Write out every line below that contains "special".
INFORMATION section start
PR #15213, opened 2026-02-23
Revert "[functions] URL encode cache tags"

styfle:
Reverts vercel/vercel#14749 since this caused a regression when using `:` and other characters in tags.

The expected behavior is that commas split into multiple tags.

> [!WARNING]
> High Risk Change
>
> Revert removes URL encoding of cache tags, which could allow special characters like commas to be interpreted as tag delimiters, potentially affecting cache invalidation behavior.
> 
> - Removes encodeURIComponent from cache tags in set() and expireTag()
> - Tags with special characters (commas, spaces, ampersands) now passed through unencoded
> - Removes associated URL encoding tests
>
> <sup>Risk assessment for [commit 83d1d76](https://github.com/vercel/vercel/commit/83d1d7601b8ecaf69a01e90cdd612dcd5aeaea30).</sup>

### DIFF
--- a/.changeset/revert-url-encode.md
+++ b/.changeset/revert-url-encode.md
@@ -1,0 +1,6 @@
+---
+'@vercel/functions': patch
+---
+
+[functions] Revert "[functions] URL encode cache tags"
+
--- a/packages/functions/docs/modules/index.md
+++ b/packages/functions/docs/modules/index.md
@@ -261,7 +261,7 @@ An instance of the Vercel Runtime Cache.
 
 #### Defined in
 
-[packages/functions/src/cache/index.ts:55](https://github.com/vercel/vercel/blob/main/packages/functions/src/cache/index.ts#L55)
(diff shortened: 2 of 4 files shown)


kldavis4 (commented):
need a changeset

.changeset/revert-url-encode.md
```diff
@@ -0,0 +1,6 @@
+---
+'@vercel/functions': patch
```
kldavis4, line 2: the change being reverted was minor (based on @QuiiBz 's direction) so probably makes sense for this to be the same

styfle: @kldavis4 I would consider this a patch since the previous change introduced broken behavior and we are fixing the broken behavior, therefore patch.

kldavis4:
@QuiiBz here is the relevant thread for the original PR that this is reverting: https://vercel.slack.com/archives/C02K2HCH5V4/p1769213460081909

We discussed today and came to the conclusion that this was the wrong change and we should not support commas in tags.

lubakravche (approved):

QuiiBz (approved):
INFORMATION section end
SOLUTION TO THE EXERCISE:
> Revert removes URL encoding of cache tags, which could allow special characters like commas to be interpreted as tag delimiters, potentially affecting cache invalidation behavior.
> - Tags with special characters (commas, spaces, ampersands) now passed through unencoded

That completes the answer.